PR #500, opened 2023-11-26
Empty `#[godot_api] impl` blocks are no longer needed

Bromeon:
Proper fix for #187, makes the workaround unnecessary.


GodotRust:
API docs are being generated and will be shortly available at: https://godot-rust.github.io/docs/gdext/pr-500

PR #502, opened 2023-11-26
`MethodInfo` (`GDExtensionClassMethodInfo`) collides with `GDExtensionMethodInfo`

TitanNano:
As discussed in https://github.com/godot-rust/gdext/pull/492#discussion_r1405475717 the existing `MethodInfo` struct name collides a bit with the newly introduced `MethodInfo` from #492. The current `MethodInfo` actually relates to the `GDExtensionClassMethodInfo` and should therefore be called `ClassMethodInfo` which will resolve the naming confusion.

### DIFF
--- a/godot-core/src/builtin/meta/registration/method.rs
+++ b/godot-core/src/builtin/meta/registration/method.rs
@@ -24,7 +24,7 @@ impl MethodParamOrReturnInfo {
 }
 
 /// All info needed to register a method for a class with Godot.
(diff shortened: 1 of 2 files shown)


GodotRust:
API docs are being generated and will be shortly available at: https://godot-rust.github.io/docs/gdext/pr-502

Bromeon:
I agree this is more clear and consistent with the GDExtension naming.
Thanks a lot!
+-------+
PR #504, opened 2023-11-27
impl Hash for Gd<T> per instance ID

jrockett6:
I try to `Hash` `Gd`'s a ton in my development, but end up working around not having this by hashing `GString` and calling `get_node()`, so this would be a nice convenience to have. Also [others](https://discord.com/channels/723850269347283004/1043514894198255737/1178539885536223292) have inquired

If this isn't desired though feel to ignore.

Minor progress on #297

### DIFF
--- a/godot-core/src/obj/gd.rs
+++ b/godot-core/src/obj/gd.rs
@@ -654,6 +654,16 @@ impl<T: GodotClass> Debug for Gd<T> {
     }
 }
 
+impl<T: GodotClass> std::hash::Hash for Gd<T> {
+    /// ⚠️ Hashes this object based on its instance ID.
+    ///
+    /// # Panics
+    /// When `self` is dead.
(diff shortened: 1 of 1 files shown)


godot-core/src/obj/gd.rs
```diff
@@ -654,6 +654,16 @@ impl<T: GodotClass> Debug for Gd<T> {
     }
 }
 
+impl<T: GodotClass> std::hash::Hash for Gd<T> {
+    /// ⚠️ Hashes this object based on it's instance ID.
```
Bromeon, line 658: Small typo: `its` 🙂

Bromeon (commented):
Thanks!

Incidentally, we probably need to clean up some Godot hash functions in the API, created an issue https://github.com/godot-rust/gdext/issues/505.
+-------+
## PROBLEM TO WORK ON
A line belongs in the answer if it contains the word "impl"; please copy each such line from the material.

## TASK SOLUTION
Empty `#[godot_api] impl` blocks are no longer needed
@@ -24,7 +24,7 @@ impl MethodParamOrReturnInfo {
impl Hash for Gd<T> per instance ID
@@ -654,6 +654,16 @@ impl<T: GodotClass> Debug for Gd<T> {
+impl<T: GodotClass> std::hash::Hash for Gd<T> {
@@ -654,6 +654,16 @@ impl<T: GodotClass> Debug for Gd<T> {
+impl<T: GodotClass> std::hash::Hash for Gd<T> {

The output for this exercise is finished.